Problem to work on
Copy every line from the material below that holds "None".

Records provided
☆ ☆ ☆ ☆ ☆ ☆ ☆

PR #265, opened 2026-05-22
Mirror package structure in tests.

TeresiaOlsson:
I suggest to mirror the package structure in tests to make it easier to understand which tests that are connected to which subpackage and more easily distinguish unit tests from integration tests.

☆ ☆ ☆ ☆ ☆ ☆ ☆

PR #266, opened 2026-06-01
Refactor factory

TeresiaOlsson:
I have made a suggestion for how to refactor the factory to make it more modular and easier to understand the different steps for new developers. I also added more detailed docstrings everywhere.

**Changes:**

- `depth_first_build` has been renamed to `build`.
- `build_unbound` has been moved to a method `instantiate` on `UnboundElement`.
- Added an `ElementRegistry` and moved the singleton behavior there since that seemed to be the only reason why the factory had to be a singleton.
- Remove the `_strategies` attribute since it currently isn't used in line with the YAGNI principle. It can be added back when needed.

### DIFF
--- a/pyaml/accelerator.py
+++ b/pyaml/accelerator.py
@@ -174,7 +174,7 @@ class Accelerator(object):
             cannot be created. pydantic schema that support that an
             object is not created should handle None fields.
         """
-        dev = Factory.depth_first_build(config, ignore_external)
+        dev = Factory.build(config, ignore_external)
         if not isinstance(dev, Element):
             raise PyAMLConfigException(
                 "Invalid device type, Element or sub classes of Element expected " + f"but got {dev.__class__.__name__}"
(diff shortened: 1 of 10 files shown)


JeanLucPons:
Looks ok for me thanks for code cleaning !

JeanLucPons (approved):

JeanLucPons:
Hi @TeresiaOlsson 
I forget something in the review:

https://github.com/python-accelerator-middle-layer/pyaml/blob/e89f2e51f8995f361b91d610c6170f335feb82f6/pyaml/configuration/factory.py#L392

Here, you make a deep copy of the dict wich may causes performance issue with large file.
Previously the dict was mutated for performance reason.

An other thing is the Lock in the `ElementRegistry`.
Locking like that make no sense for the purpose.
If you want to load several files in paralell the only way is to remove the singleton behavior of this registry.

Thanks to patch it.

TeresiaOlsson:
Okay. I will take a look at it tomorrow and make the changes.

☆ ☆ ☆ ☆ ☆ ☆ ☆

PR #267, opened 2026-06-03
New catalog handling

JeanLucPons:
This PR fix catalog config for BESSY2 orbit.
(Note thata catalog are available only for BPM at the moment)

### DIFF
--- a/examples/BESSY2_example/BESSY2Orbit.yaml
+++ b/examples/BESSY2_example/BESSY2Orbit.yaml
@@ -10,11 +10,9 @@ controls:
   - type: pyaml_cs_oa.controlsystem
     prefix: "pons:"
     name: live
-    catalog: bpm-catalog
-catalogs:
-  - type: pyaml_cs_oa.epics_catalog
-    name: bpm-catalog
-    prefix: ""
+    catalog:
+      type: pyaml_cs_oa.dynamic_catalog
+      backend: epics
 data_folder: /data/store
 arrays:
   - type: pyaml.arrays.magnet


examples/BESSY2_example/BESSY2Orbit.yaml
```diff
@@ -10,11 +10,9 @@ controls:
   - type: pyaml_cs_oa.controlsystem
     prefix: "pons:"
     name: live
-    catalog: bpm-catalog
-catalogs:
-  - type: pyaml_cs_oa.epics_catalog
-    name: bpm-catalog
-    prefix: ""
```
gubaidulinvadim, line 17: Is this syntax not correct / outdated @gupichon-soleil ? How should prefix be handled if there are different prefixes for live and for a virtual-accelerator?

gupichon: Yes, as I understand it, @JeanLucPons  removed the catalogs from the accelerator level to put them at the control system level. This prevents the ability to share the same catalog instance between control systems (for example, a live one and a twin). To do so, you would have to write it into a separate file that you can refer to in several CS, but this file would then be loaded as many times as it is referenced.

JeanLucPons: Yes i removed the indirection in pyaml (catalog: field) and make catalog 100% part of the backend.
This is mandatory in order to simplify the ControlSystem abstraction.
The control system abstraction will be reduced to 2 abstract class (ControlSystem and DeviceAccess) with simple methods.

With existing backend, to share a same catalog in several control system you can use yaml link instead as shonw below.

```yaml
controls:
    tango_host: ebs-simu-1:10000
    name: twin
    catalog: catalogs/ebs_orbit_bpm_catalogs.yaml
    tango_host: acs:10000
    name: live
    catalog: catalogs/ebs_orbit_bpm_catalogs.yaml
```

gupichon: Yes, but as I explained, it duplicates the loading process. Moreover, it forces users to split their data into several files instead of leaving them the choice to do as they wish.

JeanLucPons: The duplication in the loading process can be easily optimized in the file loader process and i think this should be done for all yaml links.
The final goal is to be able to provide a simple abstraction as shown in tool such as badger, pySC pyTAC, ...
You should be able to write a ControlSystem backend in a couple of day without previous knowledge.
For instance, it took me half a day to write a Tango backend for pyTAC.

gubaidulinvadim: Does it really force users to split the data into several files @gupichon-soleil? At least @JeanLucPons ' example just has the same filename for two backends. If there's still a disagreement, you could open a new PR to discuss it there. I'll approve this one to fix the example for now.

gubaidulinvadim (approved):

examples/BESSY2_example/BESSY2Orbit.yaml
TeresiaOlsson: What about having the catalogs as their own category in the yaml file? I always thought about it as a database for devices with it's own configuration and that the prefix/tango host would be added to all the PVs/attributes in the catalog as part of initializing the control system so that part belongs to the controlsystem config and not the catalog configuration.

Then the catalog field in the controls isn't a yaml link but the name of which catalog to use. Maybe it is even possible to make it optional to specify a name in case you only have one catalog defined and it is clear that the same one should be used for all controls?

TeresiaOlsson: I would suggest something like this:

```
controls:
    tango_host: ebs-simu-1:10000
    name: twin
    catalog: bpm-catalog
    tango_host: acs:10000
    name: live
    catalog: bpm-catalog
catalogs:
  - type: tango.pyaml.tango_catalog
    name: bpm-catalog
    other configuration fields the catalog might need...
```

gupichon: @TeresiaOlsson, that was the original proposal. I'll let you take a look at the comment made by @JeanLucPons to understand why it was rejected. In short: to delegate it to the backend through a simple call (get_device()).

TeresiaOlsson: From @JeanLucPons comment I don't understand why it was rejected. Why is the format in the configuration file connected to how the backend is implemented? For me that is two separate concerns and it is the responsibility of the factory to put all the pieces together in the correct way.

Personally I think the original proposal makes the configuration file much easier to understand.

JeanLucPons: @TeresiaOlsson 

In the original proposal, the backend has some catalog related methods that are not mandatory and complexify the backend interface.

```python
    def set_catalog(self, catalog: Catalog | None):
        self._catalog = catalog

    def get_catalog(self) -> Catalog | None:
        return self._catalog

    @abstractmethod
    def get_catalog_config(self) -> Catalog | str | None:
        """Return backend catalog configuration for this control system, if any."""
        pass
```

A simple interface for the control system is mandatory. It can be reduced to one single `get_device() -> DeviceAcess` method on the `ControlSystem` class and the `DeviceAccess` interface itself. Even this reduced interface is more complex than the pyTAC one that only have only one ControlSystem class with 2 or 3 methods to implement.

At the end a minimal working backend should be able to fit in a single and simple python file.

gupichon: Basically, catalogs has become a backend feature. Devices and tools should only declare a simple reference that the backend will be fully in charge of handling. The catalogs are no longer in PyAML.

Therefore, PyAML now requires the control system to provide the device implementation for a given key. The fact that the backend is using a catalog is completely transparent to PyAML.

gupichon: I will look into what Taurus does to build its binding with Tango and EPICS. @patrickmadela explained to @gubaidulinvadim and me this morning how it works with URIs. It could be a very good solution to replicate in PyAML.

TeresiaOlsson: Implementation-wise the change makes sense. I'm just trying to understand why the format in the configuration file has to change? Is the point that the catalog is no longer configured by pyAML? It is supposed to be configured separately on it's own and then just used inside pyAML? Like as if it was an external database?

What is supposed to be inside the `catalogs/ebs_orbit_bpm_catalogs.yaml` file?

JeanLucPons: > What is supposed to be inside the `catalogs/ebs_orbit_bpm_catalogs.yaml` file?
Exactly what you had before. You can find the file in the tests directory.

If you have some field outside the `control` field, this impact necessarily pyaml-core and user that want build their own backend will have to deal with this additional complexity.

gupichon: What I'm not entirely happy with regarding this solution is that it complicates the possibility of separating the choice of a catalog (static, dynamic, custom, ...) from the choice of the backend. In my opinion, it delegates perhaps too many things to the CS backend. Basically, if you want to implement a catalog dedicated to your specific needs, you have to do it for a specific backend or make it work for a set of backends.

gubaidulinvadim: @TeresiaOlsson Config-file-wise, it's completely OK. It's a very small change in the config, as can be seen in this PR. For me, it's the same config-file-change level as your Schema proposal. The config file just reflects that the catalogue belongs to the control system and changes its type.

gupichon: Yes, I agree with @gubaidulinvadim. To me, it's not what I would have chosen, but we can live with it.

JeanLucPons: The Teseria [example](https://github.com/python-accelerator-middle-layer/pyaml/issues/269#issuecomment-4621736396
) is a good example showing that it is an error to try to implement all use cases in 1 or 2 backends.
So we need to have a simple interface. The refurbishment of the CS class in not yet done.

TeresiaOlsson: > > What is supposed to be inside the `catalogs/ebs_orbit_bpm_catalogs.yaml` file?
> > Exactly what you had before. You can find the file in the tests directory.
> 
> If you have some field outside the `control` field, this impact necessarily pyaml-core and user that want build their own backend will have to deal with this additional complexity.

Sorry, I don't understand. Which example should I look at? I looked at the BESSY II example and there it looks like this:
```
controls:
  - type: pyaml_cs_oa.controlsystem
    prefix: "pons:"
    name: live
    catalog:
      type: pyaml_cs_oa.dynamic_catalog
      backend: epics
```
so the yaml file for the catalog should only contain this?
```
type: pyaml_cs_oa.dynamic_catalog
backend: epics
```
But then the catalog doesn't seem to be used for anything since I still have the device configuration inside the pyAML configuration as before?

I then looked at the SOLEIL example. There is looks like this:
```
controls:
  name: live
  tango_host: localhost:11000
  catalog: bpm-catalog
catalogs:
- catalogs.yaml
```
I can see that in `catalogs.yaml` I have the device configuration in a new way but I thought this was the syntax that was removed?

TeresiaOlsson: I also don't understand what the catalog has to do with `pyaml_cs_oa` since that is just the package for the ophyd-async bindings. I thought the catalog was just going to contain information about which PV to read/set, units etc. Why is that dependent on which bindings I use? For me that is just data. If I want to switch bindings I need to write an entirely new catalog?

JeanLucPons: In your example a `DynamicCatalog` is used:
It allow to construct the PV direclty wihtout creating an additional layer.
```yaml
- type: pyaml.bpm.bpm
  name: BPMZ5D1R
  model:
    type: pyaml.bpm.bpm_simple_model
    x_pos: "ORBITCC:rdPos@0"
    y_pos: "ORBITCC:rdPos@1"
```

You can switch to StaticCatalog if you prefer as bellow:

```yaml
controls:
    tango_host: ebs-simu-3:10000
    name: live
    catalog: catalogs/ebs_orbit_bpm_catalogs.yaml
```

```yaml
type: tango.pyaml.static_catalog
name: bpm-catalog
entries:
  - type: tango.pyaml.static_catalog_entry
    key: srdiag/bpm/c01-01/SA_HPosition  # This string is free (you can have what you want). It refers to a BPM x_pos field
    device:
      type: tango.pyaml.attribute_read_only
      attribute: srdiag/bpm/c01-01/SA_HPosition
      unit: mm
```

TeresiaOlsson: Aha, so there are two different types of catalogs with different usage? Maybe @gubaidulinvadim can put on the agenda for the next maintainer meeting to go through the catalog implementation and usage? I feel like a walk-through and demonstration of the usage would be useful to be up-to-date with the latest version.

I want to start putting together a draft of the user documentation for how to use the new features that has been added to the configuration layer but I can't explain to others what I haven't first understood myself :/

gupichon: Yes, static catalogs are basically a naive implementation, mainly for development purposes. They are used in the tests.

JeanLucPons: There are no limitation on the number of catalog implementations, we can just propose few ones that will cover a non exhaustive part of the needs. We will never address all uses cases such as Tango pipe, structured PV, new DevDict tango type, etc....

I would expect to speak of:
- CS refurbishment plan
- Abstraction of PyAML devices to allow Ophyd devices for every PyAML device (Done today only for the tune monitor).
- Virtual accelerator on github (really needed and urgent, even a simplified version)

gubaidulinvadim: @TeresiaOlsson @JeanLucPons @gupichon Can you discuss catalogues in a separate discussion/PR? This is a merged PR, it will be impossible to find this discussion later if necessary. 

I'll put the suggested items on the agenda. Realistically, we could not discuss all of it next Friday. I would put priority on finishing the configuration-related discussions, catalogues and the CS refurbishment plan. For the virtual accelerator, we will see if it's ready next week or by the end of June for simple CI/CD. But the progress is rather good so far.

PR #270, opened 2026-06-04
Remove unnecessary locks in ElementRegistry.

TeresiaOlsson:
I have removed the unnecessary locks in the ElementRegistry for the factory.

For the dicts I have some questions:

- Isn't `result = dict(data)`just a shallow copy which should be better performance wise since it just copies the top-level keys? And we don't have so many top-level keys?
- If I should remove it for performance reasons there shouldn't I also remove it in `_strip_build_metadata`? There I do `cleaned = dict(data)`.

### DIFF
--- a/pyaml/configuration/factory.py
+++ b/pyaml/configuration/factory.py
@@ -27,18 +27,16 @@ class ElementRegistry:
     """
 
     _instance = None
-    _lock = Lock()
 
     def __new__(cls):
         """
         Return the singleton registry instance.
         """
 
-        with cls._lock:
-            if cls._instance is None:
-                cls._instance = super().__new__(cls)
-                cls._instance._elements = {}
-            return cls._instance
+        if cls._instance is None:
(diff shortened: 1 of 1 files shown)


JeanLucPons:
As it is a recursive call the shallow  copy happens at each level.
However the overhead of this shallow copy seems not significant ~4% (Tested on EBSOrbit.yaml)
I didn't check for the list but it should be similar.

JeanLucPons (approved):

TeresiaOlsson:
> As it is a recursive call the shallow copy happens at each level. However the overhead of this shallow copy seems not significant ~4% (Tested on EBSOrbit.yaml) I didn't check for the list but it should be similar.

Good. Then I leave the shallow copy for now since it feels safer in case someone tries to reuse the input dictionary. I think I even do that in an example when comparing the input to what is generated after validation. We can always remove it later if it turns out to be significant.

☆ ☆ ☆ ☆ ☆ ☆ ☆

Exercise answer
             object is not created should handle None fields.
    def set_catalog(self, catalog: Catalog | None):
    def get_catalog(self) -> Catalog | None:
    def get_catalog_config(self) -> Catalog | str | None:
     _instance = None
-            if cls._instance is None:
+        if cls._instance is None:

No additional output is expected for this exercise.